### [What you have to do]
The stretch from the line with "### Problem" through the line with "### What the review found, and what changed" in the records below: write it out exactly, and nothing else.

### [Collected data entries]

╭──

PR #708, opened 2026-08-22
feat(devlog): link dev blog entries to their source

### LINKED ISSUE #702: Dev blog entries are not linked
Currently, the development blog does not offer a way for the user to navigate to the blog entry. Entries that are longer than a few sentences are cut off as well. Entries have no linking back to the source. As a result, it is not possible to read the entire entry in the client, nor to navigate to it. A user would have to know to look for those entries (e.g. on the server blog screen) to read it.

While the exact disposition of the dev blog and overall look and feel of the News view are subject to change, we should be able to easily provide a clickable link to each blog found and pushed to the list. Work expected:
1. Turn the headline or entire preview into a link that can be clicked.
2. If the text runs off the preview, add a "Read more..." indicator
3. Add some visual differentiation between each entry so the headline is not the only separator and the text is not displayed directly on the background image
3. Add the server blog URL to the whitelisted allowed URLs if necessary

Image for current reference

Image

MFA-G:
Closes #702.

### AI / LLM usage statement

This PR was written with AI assistance (Claude, agentic coding). The disclosure was missing from the original description — that was my mistake, and the reviews here are fair.

To be straight with you about verification: the change is covered by unit tests, typecheck, lint and format, but it has **not** been run in the client by a human, so I cannot make the "I tested this in the app" statement the AI policy asks for. @Hectate — that is the honest answer to your question, and I would rather say so than claim a screenshot I do not have. If that is disqualifying under the policy, please close it; the duplicate-key problem it surfaced is worth an issue on its own either way.

### Problem

Dev blog entries in the News view are plain text: no way to navigate to an entry, entries longer than the preview are cut off with no indication, and no link back to the source.

### What the review found, and what changed

**The missing translation string (@Hectate).** `readMore` was added under a *second* `lobby.components.misc.devlogEntry` key. The generator keeps the last of a duplicated key, so the new string was dropped and the entry rendered a raw translation path. The string now lives at `lobby.buttons.readMore` — a generic affordance does not belong to one component, and it cannot collide with the existing `devlogEntry` section there. The duplicate section is gone.

The reason this passed CI *and* passed my own test is the same reason: the test mocked `@renderer/i18n` so `t()` returned its own key, which is true whether or not the string exists. That mock is gone; the test uses the real messages from `tests/setup.renderer.mts` and asserts against the value read from `en.json`, so a dropped string now fails the suite.

**Invalid button content (@burnhamrobertp).** The children are `<span>`s set to `display: block` instead of `<div>`s.

**"Read more" on entries that fit.** It now appears only when the preview actually overflows, measured on the clamped element with a resize observer, rather than whenever a link exists.

**Wrong prop type.** `entry` is `NewsFeedEntry`, not `NewsFeedData`. You were right that it only type-checked because `FeedData` carries a `link` of its own. `DevlogFeed` always passes an entry, so the `undefined` handling (and its test) went with it.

╰──

### [Answer below]
### Problem

Dev blog entries in the News view are plain text: no way to navigate to an entry, entries longer than the preview are cut off with no indication, and no link back to the source.

### What the review found, and what changed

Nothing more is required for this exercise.